I need to find the area of some convex polygons for a program, whose vertices are known in the Cartesian coordinate system.
Polygon – from MathWorld gives a fairly involved equation to find that area. The problem is I’m trying to KISS, and that I don’t need the equation to be able to solve for convex polygons. I don’t even need it to give an exact answer, just an educated guess that’s correct within 25% or so.
I considered making up something that just took the perimeter and some relation of side lengths (the ratio of smallest to largest, or something like that) and bashing a number out of that, since the script needs to know the side lengths anyway. But the effort to find that equation would probably outweigh any non-simplistic angst from using the true equation, so I don’t know if that’s a good idea.
So, I come to you, dopers. Any ideas? Is there a simpler equation for the area of a convex polygon if the lengths of 2<n<10 sides are already known?
The impetus for this little foray into geometry (and ultimately, the end result) was provided by (and will be given back to) an ongoing Dope conversation, if that makes any difference.
How would one go about finding all latice points on the interior of a polygon of n sides whose vertices are not integers and keep it simpler than using the big polygon equation?
Well, I was hoping that would work, I like Pick’s theorem.
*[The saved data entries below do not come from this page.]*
PR #698, opened 2018-02-23
Adding Twitter to the ShareAction

### LINKED ISSUE #695: Add Twitter Share to the Share Action
### User Story
As a Campaign Lead, I want the new Share Action to work with Twitter. As well as the ability to toggle a Share Action to be a Twitter or Facebook share.

#### Additional Information
Pivotal ID: [#154526005](https://www.pivotaltracker.com/story/show/154526005)

### Why This Matters
This feature will work towards enabling us to depart from the screenshot Reportback format for social share actions.

### Tasks
This feature includes the following tasks:
- [ ] Add Twitter sharing functionality to the Share Action
- [ ] Add Twitter share tracking to the Share Action so we can capture the RB automatically
- [ ] Enable toggling between Facebook and Twitter for the Share Action on Contentful

mendelB:
### What does this PR do?
This PR adds the ability to toggle the `ShareAction` to use Facebook or Twitter for the share button.

- added new `socialPlatform` field to the ShareAction Contentful Entry.
- based on this field the ShareAction will render a Facebook or Twitter share button
- added twitter share functionality and puck tracking

Also some additions to the `showTwitterSharePrompt` function, enabling it to receive an optional `callback` param, which it will trigger once the twitter share intent window is closed.

Being able to show a post share affirmation to the user for the twitter share proved to be somewhat difficult, and unlike Facebook, we do not have a callback for post success or canceled shares.

I went with setting up a `setInterval` to check for when the new twitter intent window is `closed`, and once that's true the callback is triggered. This is admittedly not the most optimal pattern but the best I was able to come up with under these circumstances!

Pivotal ID [#154526005](https://www.pivotaltracker.com/story/show/154526005)
closes #695 

### Checklist
Visually the share is identical to how it is now (save for Twitter replacing Facebook in the button text, so I'll not attach the screenshots)

### DIFF
--- a/resources/assets/components/ShareAction/ShareAction.js
+++ b/resources/assets/components/ShareAction/ShareAction.js
@@ -5,16 +5,16 @@ import Card from '../Card';
 import Embed from '../Embed';
 import Markdown from '../Markdown';
 import { POST_SHARE_MODAL } from '../Modal';
-import { showFacebookSharePrompt } from '../../helpers';
+import { showFacebookSharePrompt, showTwitterSharePrompt } from '../../helpers';
 
 import './share-action.scss';
 
 const ShareAction = (props) => {
-  const { title, content, link, openModal, trackEvent } = props;
+  const { title, content, link, socialPlatform, openModal, trackEvent } = props;
 
   const onFacebookClick = (url) => {
     const trackingData = { url };
-    trackEvent('clicked share action', trackingData);
+    trackEvent('clicked facebook share action', trackingData);
 
     showFacebookSharePrompt({ href: url }, (response) => {
       if (response) {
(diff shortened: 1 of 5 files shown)


weerd:
> I went with setting up a setInterval to check for when the new twitter intent window is closed, and once that's true the callback is triggered. This is admittedly not the most optimal pattern but the best I was able to come up with under these circumstances!

Just a thought and maybe a bad idea, but could we hook into a `mouseDown` event (or some other reasonable event) instead of using a `setInterval`? Is it actually the user closing the intent window or does it close on its own? I'm also not completely sure I recall how these work otherwise 🤔

resources/assets/components/ShareAction/ShareAction.js
```diff
@@ -54,6 +77,7 @@ ShareAction.propTypes = {
   link: PropTypes.string.isRequired,
   openModal: PropTypes.func.isRequired,
   trackEvent: PropTypes.func.isRequired,
+  socialPlatform: PropTypes.oneOf(['twitter', 'facebook']).isRequired,
```
weerd: 👌

mendelB:
It closes on its own when you actually tweet. But otherwise, you need to manually x out the page. Also annoyingly, there's no way to hook any events into the twitter window itself since it's not owned by our domain so you get the cross-origin error. So this felt like the only way to tell that they'd either tweeted or canceled.

mendelB:
Also, just realized the field is returned as an array 😳and we weren't grabbing it correctly. Fixed, and set it to default to 'facebook' if that's a good idea?

weerd:
Cool! Let's give it a whirl then!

The only way to use Pick’s theorem that I see would be to scale it up or down to try and get the vertices as close to lattice points as possible, then live with any error you get from that, but that sounds like way to much trouble.
That approach will definitely not work. Picture a square getting flattened out by bringing two opposite corners together–illustrating that the same sides enclosing the original square can also be used to enclose an arbitrarily small area.
Actually, that first formula on the page you linked to doesn’t really seem like it would be that bad to put into code. Just order your vertices counter-clock wise (x(1),y(1)),…,(x(n),y(n)), add up:
x(1)y(2) + x(2)y(3) + … + x(n)y(1), and add up:
y(1)x(2) + y(2)x(3) + … + y(n)x(1),
subtract the latter from the former, then divide by two.